> _Required work_:
All lines from the first one in the listing below to the one holding "### Which wire is live, visibly", inclusive, are to be copied exactly.

> _Material to process_:
Issue #938, opened 2026-08-22
chore: Feather sniffer listens on both UART header positions — RC52 reverses RX/TX


Strycher:
The Feather sniffer rig listens on one pin, and Heltec reversed the UART header positions on the RC52. Swapping the harness between boards currently means resoldering.

## The problem

| Board | header pin 11 | header pin 12 |
|---|---|---|
| RC32 / RCC6 | board **RX** | board **TX** |
| **RC52** | board **TX** | board **RX** |

The rig's single listen wire is soldered to the pin-12 position, which is correct for RC32/RCC6 and lands on **RX↔RX** on the RC52 — no data, and it looks exactly like a dead board.

## Fix — listen on both positions at once, no switch

The owner has no dipswitch to put in the chain, so the sketch stops choosing and listens to both.

- The Feather is an **Adafruit Feather ESP32-S3**, which has a GPIO matrix — any pin can carry a UART RX, and the core's `TX` name is just an alias for GPIO39. `[verified: framework-arduinoespressif32/variants/adafruit_feather_esp32s3/pins_arduino.h:30 — static const uint8_t TX = 39]`
- The sketch's **TX pad is already unused** — its own header says *"sniffer TX → NOT CONNECTED (either board)."*
- So: second jumper from the other header position to the Feather's TX pad, second UART opened on it, both drained into the same stream.

Whichever board is attached, one wire carries data and the other sits on that board's RX. Both stay soldered permanently.

### Why it is electrically safe in both orientations

Both Feather pins are **inputs**, and the pin each one meets on the idle side is the target's **RX**, also an input. Two inputs on a net have nothing to fight.

⚠ **This holds only while both UARTs are opened with `TX = -1`.** Giving GPIO39 a real TX role would drive into a target's TX output on one of the two boards. It is a one-character mistake with hardware consequences, and the code says so at the call site.

### Which wire is live, visibly

Separate byte counters per pin, both in the heartbeat. A glance at the capture says which header position the attached board transmits on — no inference.

## Scope

- `#define` for the alternate RX pin, defaulting to the Feather's TX pad.
- Second UART opened RX-only; both relayed to USB in the same loop, relay-first as now.
- Per-pin `rx_bytes` counters surfaced in the heartbeat.
- Build ID `SNIFFER-v3` → `SNIFFER-v4`. Nothing parses that string — `capture.py` only mentions it in help text `[verified: grep, 2026-08-22]` — but it must change so a capture says which sketch produced it.
[...]

Issue #857, opened 2026-08-19
task: RC52 battery runtime burn — measured discharge to auto-shutdown


Strycher:
Measure RC52 runtime on battery, from full charge to firmware auto-shutdown. Third board in the RadioCore series, directly comparable to #833 (RC32, **21 h 34 m**) and #903 (RCC6).

## Scope correction

This issue previously asked for a **multimeter check of the ADC polarity and multiplier before the run**. That was invented work and is removed. It was wrong on three counts:

1. **The constants are not in doubt.** `R17 390K / R18 100K` → **4.90**, and `ADC_CTRL_ENABLED HIGH`, from this board's own schematic *and* Heltec's own BSP (`BAT_AMPLIFY 4.9F`). Two authoritative sources for this board, not a sibling.
2. **The same divider is already validated on two boards.** #833's cross-check: *"A consistent ~28 mV offset with no drift over 21 hours … independently validates the RC32 sense chain — R36 390k / R38 100k, multiplier 4.9 — to under 1% across a 700 mV span."* Same values. The RCC6 run confirms it a third time (~27 mV, matching RC32's 27.7).
3. **The run verifies both for free, and better.** A plausible non-zero `[pwr]` reading *is* the polarity proof — wrong-polarity gating reads **zero** (the RC32 #766 case exactly). And `[pwr]` vs `[gauge]` across a full discharge validates the multiplier across the whole span, which a single meter reading cannot.

The earlier justification cited #602. That failure was inheriting polarity **from a sibling variant without checking**. Reading this board's own schematic and its own vendor header is not that.

## Prerequisites — both of these were gating on the RCC6 and cost time mid-run

**1. `AUTO_SHUTDOWN_MILLIVOLTS=3400` on the RC52 BLE companion env.**
Not a nicety — the shutdown block sits inside `#ifdef AUTO_SHUTDOWN_MILLIVOLTS`, so with the macro undefined the path **compiles out entirely** and the run has *no endpoint*. It would discharge to brownout instead of shutting down, which is both a different measurement and worse for the cell. Scope it to the BLE companion env only, as `heltec_rc32` and `heltec_rcc6` both do.

**2. Board-side battery telemetry — the nRF52 equivalent of `OFFBAND_POWER_TELEMETRY`.**
[...]

Issue #833, opened 2026-08-19
task: RC32 battery runtime characterisation — measured discharge to auto-shutdown (Heltec beta Q01)


Strycher:
Measured runtime of an RC32 companion on battery, from full charge to firmware auto-shutdown.
Answers **Heltec RadioCore beta survey Q01** (power consumption / runtime), and establishes the
baseline for the role and display comparisons that follow.

## Why a measured run rather than an estimate

The board reports **voltage only** -- no fuel gauge, no current sense. Converting voltage to
runtime requires a discharge curve nobody had for this cell, and the two estimation methods in
`tools/diag/rc32-boot-740/scripts/battery_runtime.py` disagreed by as much as **seven hours**
mid-run. Every projection made during the run **undershot the measured result**, several by
hours. Only running to cutoff produces a number that owes nothing to a model.

## Device under test

| | |
|---|---|
| Board | `rc32-bench-1` — Heltec RadioCore **RC32-L62** (ESP32-S3 + HT-RA62A) |
| Firmware | `heltec_rc32_companion_radio_ble_diag` |
| Build | `offband-v1.5.0-beta2-26-g0a2373a` (post-#704, post-#769) |
| Role | BLE companion, display active, GPS off, `DISPLAY_ROTATION=0` |
| Cutoff | `AUTO_SHUTDOWN_MILLIVOLTS=3400` |
| Cell | 2500 mAh single-cell LiPo, wired to VBAT (header pin 2 / GND pin 20) |

## Instrumentation

Deliberately **external** -- the RC32's own USB console is generated by the chip, dies with the
chip, and power-cycles the board on attach (#702). Nothing about a battery run can be trusted if
observing it changes it.

- **UART0 sniffer** — Adafruit Feather ESP32-S3 (`feather-sniffer`, COM16) on RC32 pin 12 (U0TXD)
  and pin 20 (GND), running `rc32_uart_sniffer_v3`.
- **MAX17048 fuel gauge** on the sniffer's `Wire1` (0x36), wired between cell and RC32 —
  independent modelled charge, and an independent voltage cross-check.
- **Host capture** — `capture.py`, detached, appending with UTC timestamps.
- **Device telemetry** — `OFFBAND_POWER_TELEMETRY` emits `[pwr] mv=… up=…s` every 30 s via
  `mesh_log_line()`. Since #769 the UART0 mirror emits **regardless of caplog state**, so no CLI
  setup is needed.

## Procedure

[...]

Issue #740, opened 2026-08-16
task: instrument the RC32 boot path end-to-end -- verbose bootloader + raw-UART0 phase beacon + Feather remote reset


Strycher:
Parent: #702. Instrument work only — this task adds visibility, it does not attempt a fix.

## Why

Three stages of the RC32 boot have never been observed, and #702's four failed fixes all targeted
code downstream of them. Established in
[#702 comment](https://github.com/OffbandMesh/meshcore-firmware/issues/702#issuecomment-5306695089):

- `entry 0x403c98d0` is the **second-stage bootloader's** entry point (`readelf` on
  `bootloader_qio_80m.elf`), not the application's.
- That bootloader is built `CONFIG_BOOTLOADER_LOG_LEVEL_NONE=y` — it prints nothing on success or
  failure, so the existing capture cannot distinguish "bootloader hung" from "app hung".
- `CONFIG_LOG_MAXIMUM_LEVEL=1` in the prebuilt arduino-esp32 libs compiles out every IDF
  `INFO`/`DEBUG` line; only `ERROR` survives, and it cannot be raised at runtime.

Owner directive (2026-08-16): robust logging at every step, no blind spots, before any further
hypothesis work. Beta 1 covers four RadioCore boards (RC32, RCC6, RC52/nRF52, HaLow) — RC32 is the
first, so this instrument is built to carry to the other three.

## Deliverables

**1. `OFFBAND_BOOT_BEACON` — app-side raw UART0 phase markers**
Direct UART0 FIFO register writes. No Arduino, no FreeRTOS, no logging framework, so it works from
the first executable instruction of the app.
- `__attribute__((constructor(101)))` → `APP:CTOR`. This single marker exonerates or indicts the
  bootloader + IDF startup in one RST press.
- Markers at top of `setup()`, after `board.begin()`, and at every existing `CW_PHASE` through
  `display.begin()` to screen-up.
- MeshLog/`CW_PHASE` routed to **UART0** for this build, not USB-CDC (USB-CDC dies with the chip,
  so it can never witness a failure).
- `ENV_INCLUDE_GPS=0` retained so `Serial1.setPins(44, 43)` cannot steal GPIO43 — U0TXD, the
  sniffer wire — partway through boot.

**2. `tools/diag/bootloader-verbose/` — IDF 4.4.7 bootloader at `LOG_LEVEL_DEBUG`**
[...]

PR #942, opened 2026-08-23
chore(#938): sniffer listens on both UART header positions, and reads the INA219

Strycher:
Makes the Feather bench sniffer work on both UART header positions, and turns the INA current monitor from a thing it names into a thing it reads.

## Why

Heltec **reversed the UART header positions** between board revisions:

| | header pin 11 | header pin 12 |
|---|---|---|
| RC32 / RCC6 | board **RX** | board **TX** |
| **RC52** | board **TX** | board **RX** |

A rig soldered for one lands RX-to-RX on the other and receives nothing — indistinguishable from a dead board. Swapping meant resoldering, and there is no switch in the chain to select with.

## What changed

- **Relocated** to `tools/diag/sniffer/rc_uart_sniffer_v3/` — board-neutral, since it sniffs RC32, RCC6 and RC52. The old `rc32-boot-740/` folder stays: `scripts/capture.py` lives there and is in active use.
- **`SNIFFER_RC52` selects the listening pad** — the owner's design, kept as written. The pad labelled `TX` receives because the ESP32-S3 routes UART through the GPIO matrix and direction follows the argument `begin()` gets.
- **INA identification fixed** — see below.
- **INA219 read path** — current, bus voltage, and a cross-check against the fuel gauge.
- **Wiring header rewritten** to match the code.

## Hardware verification — this was not built and hoped for

Captured on `feather-sniffer` against a live RC52. Full record: #938.

**RX on the TX pad:**
```
=== listening on GPIO39, 115200 8N1
[hb] SNIFFER-v3 alive  n=3  up=5s  rx_bytes=53
```
416 KB received across one capture — 6 513 `noise_floor` lines, 656 dispatcher lines, **54 valid adverts**.

**INA219 read, on battery:**
```
03:00:54  ma=-0.2   raw_shunt=0xFFFE     USB connected — noise floor
03:01:24  ma=14.0   raw_shunt=0x8C       USB pulled — running on battery
```
**37 on-battery samples: 14.0–14.6 mA, mean 14.25, σ 0.14 mA (1.0%)** against a 0.7% quantisation floor.

**Decode validated against an independent instrument** — INA bus 4156 mV vs MAX17048 cell 4157 mV. Different chips, different registers, different maths, 1 mV apart. Signed path proven by a real `0xFFFE` → −0.2 mA sample.

**Same-board proof:** the target's millis counter never reset across the whole capture (continuous to 21,504,731 ms) and the stream ran uninterrupted through the USB removal that produced 14 mA on the shunt. A USB-powered board dies when USB is pulled; this one kept running on the measured battery.

## The decode that would have been silently wrong

A datasheet summary reported the shunt register as "bits 15-3", the same shift as the bus register. **Rejected**, by computing from the config register's own reset value rather than reading the annotation: `0x399F` has `PG = 0b11` → PGA ÷8 → ±320 mV, which at 10 µV/LSB needs ±32000 counts; a 13-bit field holds ±4096. So the shunt is a **full signed 16-bit value, unshifted**.

Shifting it would have reported **one eighth of the real current** — in range, plausible, and caught by nothing. The reviewer independently confirmed the reasoning.

## Gemini adversarial gate — run twice

`scripts/llm-consult.py --backend gemini --model gemini-2.5-pro`. Audit logs: `docs/llm-consultations/2026-08-22-938-sniffer-ina-*` and `-938-sniffer-rereview-*`.

**First pass — 7 findings. 5 fixed:**

| Finding | Fix |
|---|---|
| Any non-TI device at 0x40–0x4F was bucketed as INA219 and then **read** as one — fictitious current from an unrelated chip | Identification is now **positive**: config register must read its documented reset value `0x399F`. Anything else prints `UNIDENTIFIED -- not read` |
| `ina_addr` latched from the first device that merely ACKed, before any identification | Set only inside branches that positively identify a part |
| A stalled I2C device could silently cost captured UART bytes — 256-byte buffer fills in ~22 ms, Wire timeouts are 100 ms+ | `Serial1.setRxBufferSize(4096)` before `begin()` |
| `ma_x10 = -ma_x10` is undefined for `INT32_MIN` | Negation through an unsigned magnitude |
| Cross-check comment named the wrong comparison | Corrected |

**1 justified, not fixed.** The reviewer rated using the `TX`-labelled pad as an RX hardware-damaging, on the grounds a future edit could re-enable TX or someone could mis-wire it. The exposure is real but is not created by this change — any clip onto a target header carries it, and the existing RX-pad wire has the identical exposure on the other revision. The alternative means re-wiring hardware the owner built and flashed deliberately. **Surfaced to him rather than silently overridden.** Both `begin()` calls still pass `-1` for TX and say why at the call site.

**1 withdrawn** by the reviewer inside its own report.

**Re-review — and it earned its keep.** It flagged that the wiring header contradicted the code: still said *"sniffer TX → NOT CONNECTED (either board)"* while the code listens on that pad. **Mine** — I rewrote that block for an earlier design, then reset the branch when the sketch moved to the owner's copy, and the correction went with it. Fixed.

It reached that by a wrong route — it asserted the Feather's `RX` is GPIO44. It is not: all three plain variants define `RX = 38`, `TX = 39`, and the bench banner reads `listening on GPIO39`. **The pin claim is refuted; the defect it led to was real.**

**And it surfaced a trap neither of us had:** `TX`/`RX` are **variant-dependent aliases**. Plain Feather ESP32-S3, `_nopsram` and `_reversetft` → GPIO39/38; `_tft` → **GPIO1/GPIO2**. Wrong board in the IDE silently moves the listening pin. The header now points at the boot banner's resolved GPIO as ground truth.

⚠ **The re-review response was truncated** (226 output tokens, cut mid-sentence) after one run failed outright with a `KeyError` in the shared LLM client. Recorded so the second pass is not read as more complete than it was.

## Not verified

- **Compilation by CI or by an agent.** This is an Arduino IDE sketch — its own header records two PlatformIO attempts that flashed cleanly and printed nothing. It **was** compiled and flashed by the owner, and the new output appearing in the capture is the proof. Checked mechanically here instead: 8 `#if` / 8 `#endif`, braces balanced, every symbol declared ahead of first use.
- **The cross-check above ~40 mA.** Below that the true shunt drop is under one bus LSB.
- **The noise floor discrepancy** — −120 in this capture against −98/−99 from the RC52 capture earlier the same day. Unexplained; contradicts nothing, recorded rather than dismissed.

## Known limits, recorded as limits

`bus_mv` cannot resolve the discharge (4 mV LSB); sleep current is below the R100 shunt's 100 µA floor; 30-second sampling misses TX bursts, which is what the INA228's charge accumulator fixes (#857).

## Issues

Refs #938, #625, #740, #833, #857. Closes nothing on merge — #938 closes on owner authorization.

Agent: QuietBarn (session 5ef417e8)

### DIFF
--- a/tools/diag/sniffer/rc_uart_sniffer_v3/rc_uart_sniffer_v3.ino
+++ b/tools/diag/sniffer/rc_uart_sniffer_v3/rc_uart_sniffer_v3.ino
@@ -145,6 +145,37 @@
   #define PIN_GAUGE_SCL A3
 #endif
 
+// INA219 REGISTERS -- #938. [verified: TI INA219 datasheet (sbos448), fetched
+// 2026-08-22]
+//
+//   0x00 Config (reset 0x399F)   0x01 Shunt V   0x02 Bus V
+//   0x03 Power                   0x04 Current   0x05 Calibration
+//
+// !! ONE DECODE DETAIL THE DATASHEET SUMMARY GOT WRONG, AND WHY WE DO NOT
+// !! FOLLOW IT. A summary of the datasheet reported the SHUNT register as
+// !! "bits 15-3", the same shift as the bus register. That cannot be right at
+// !! the default configuration, and the config register proves it:
+// !!
+// !!     reset value 0x399F = 0011 1001 1001 1111
+// !!                            ^^  PG = 0b11 -> PGA /8 -> +/-320 mV range
+// !!
+// !! At 10 uV per LSB, +/-320 mV needs +/-32000 counts. A 13-bit field (bits
+// !! 15-3) holds only +/-4096 counts = +/-40.96 mV, which is the PGA /1 range,
+// !! not the default. So the shunt register is a FULL signed 16-bit value and
+// !! must NOT be shifted. Computed from the mechanism rather than read off the
+// !! annotation -- shifting it would have quietly reported 1/8th of the real
+// !! current, a plausible number that no sanity check would catch.
+//
+// The BUS register genuinely is bits 15-3, with CNVR at bit 1 and OVF at bit 0.
+#define INA219_REG_SHUNT   0x01
+#define INA219_REG_BUS     0x02
+
+// Bench shunt, owner-confirmed from the silkscreen: R100 = 0.100 ohm.
+// Shunt LSB 10 uV / 0.1 ohm  ->  exactly 100 uA per count. Range +/-3.2 A.
+// Blind to single-digit-uA sleep current; that is a property of the shunt, not
+// the chip, and no averaging setting recovers it.
+#define INA219_SHUNT_MILLIOHM  100
+
 #define MAX1704X_ADDR    0x36
 #define MAX1704X_VCELL   0x02
 #define MAX1704X_SOC     0x04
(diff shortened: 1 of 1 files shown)


Strycher:
Agent: QuietBarn (session 5ef417e8)

Strycher:
Human approval received from Ben in session 5ef417e8.

Re-validated against the remote immediately prior to enabling auto-merge: **4 commits, 1 file** (`tools/diag/sniffer/rc_uart_sniffer_v3/rc_uart_sniffer_v3.ino`, +689/-0), `mergeable=MERGEABLE`, base `firmware-base`. Checks at that moment: **34 SUCCESS, 13 pending, 0 failures** — `mergeStateStatus=BLOCKED` solely because `ci-green` has not aggregated yet.

Unchanged from what he approved. Auto-merge enabled with `--rebase`; GitHub performs the merge once the matrix completes.

Agent: QuietBarn (session 5ef417e8)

> _Task solution_:
Issue #938, opened 2026-08-22
chore: Feather sniffer listens on both UART header positions — RC52 reverses RX/TX


Strycher:
The Feather sniffer rig listens on one pin, and Heltec reversed the UART header positions on the RC52. Swapping the harness between boards currently means resoldering.

## The problem

| Board | header pin 11 | header pin 12 |
|---|---|---|
| RC32 / RCC6 | board **RX** | board **TX** |
| **RC52** | board **TX** | board **RX** |

The rig's single listen wire is soldered to the pin-12 position, which is correct for RC32/RCC6 and lands on **RX↔RX** on the RC52 — no data, and it looks exactly like a dead board.

## Fix — listen on both positions at once, no switch

The owner has no dipswitch to put in the chain, so the sketch stops choosing and listens to both.

- The Feather is an **Adafruit Feather ESP32-S3**, which has a GPIO matrix — any pin can carry a UART RX, and the core's `TX` name is just an alias for GPIO39. `[verified: framework-arduinoespressif32/variants/adafruit_feather_esp32s3/pins_arduino.h:30 — static const uint8_t TX = 39]`
- The sketch's **TX pad is already unused** — its own header says *"sniffer TX → NOT CONNECTED (either board)."*
- So: second jumper from the other header position to the Feather's TX pad, second UART opened on it, both drained into the same stream.

Whichever board is attached, one wire carries data and the other sits on that board's RX. Both stay soldered permanently.

### Why it is electrically safe in both orientations

Both Feather pins are **inputs**, and the pin each one meets on the idle side is the target's **RX**, also an input. Two inputs on a net have nothing to fight.

⚠ **This holds only while both UARTs are opened with `TX = -1`.** Giving GPIO39 a real TX role would drive into a target's TX output on one of the two boards. It is a one-character mistake with hardware consequences, and the code says so at the call site.

### Which wire is live, visibly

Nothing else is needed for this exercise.